Lest they exhaust themselves too soon by this
descent to grosser elements, the clouds
fresh washed and hung upon the darkling peaks
couched them for their comfort upon the way
and blushed red with the magic of their touch.
From there they surveyed the vast green expanse
of hilly wilderness with gurgling gorge
and deep ravine flanked by widening ridge
where Alakananda gushed towards the mist
rising like incense from the lower hills
and by its bank upon a dark green mound
flanked by higher ridges on all three sides
(except one that descended to the plains)

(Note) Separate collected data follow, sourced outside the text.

PR #2250, opened 2023-03-21
`antsi`: rework getter

indietyp:

Remove all getter and setter (prefixed with `set_`), adhering to the builder-lite principle. Since we do not need to uphold any invariants on the struct, all fields have been marked pub, the only exception is `Font::style`, which is a bitfield and therefore needs special methods for access. These have been unified and made more readable.

### DIFF
--- a/libs/antsi/src/font.rs
+++ b/libs/antsi/src/font.rs
@@ -208,6 +208,7 @@ impl Font {
         self
     }
 
+    #[cfg(feature = "script")]
     #[must_use]
     pub const fn with_script(mut self, script: FontScript) -> Self {
         self.script = Some(script);
--- a/libs/antsi/src/font.rs
+++ b/libs/antsi/src/font.rs
@@ -131,13 +131,13 @@ impl FontStyle {
     #[must_use]
     const fn mask(self) -> u8 {
         match self {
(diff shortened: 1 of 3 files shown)


libs/antsi/src/font.rs
```diff
@@ -116,13 +116,40 @@ pub enum FontScript {
...
+    #[must_use]
+    const fn mask(self) -> u8 {
+        match self {
+            Self::Strikethrough => 0b0000_0001,
+            Self::Hidden => 0b0000_0010,
+            Self::Inverse => 0b0000_0100,
+            Self::Italic => 0b0000_1000,
+            #[cfg(feature = "overstrike")]
+            Self::Overstrike => 0b0001_0000,
+            Self::Overline => 0b0010_0000,
```
TimDiekmann, line 140:
```suggestion
            Self::Strikethrough => 1 << 0,
            Self::Hidden => 1 << 1,
            Self::Inverse => 1 << 2,
            Self::Italic => 1 << 3,
            #[cfg(feature = "overstrike")]
            Self::Overstrike => 1 << 4,
            Self::Overline => 1 << 5,
```

TimDiekmann (approved):

PR #2251, opened 2023-03-21
Add number of images to generate to `AI Image` block

luisbettencourt:

This PR adds the functionality to select the number of images to generate in the AI Image block and also to generate extra images after the prompt has been set.

## 🔗 Related links

- [Asana task](https://app.asana.com/0/1204000740778935/1204160628104433/f) _(internal)_
- [Asana task](https://app.asana.com/0/1204000740778935/1204086167143645/f) _(internal)_

## 🔍 What does this change?

- Made the model selector component in the AI Text block generic and moved it to the design system;
- Added a selector to the block to allow for selecting the number of images to initially generate;
- Added `Generate X more options` buttons to the image list;
- Added a skeleton before images load;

guarded by white mountains that wore a crown
of black granite, beneath the jujube
espied ascetic forms in vesper peace.
Their destination now sighted, the nymphs,
unlike winged birds that push hard against
the branch to lift themselves, like vapour rose
to fall like mist upon the lovely rose.
Descending to harsher elements, these
lovely apsaras chose to waft over
loud tumbling waters rather than to step
upon sharp cutting edge of grit and stone,
for these ethereal beings could ride
the elements with a natural ease
so unnatural to us as to fill
our hearts with wonder as when we thrill
to magic or miracle joyfully.
Thus these translucent beings bright as light
drifting down the stream, poised upon its foam,
swirling with its motion or leaping down
the ever sonorous white cataract
rode the roaring, gurgling downward flow
intoning harmony with nature's song
until they found themselves beneath the plot
of penance. Disembarking the current
they now pooled beneath a huge rock where they
tuned their throat for sharpest effect of song
and rose gently with the lifting breeze
to find themselves upon the emerald stage
where they must perform for an audience
indifferent as the boulder to fine arts.
The difficult task ahead heaved their breasts
with fear of failure. The timid nymphs
seeing Nara and Narayana sit
in straight posture, firm and immovable,
prayed to Indra with humbly folded hands
for what further support the Lord might opt
to bestow for their success. Indra heard
their whispered prayers and sent ornaments
of spring to decorate the stage, to tingle
with fragrance all the nerves of sense,
to cool with freshness the heat of penance,
to seduce with beauty ascetic gaze,
to woo with plaintive notes all loving hearts,
and, should these fail for reasons quite unknown,
the Lord of Love himself with flowery bow
would quicken the numbed senses nice and slow.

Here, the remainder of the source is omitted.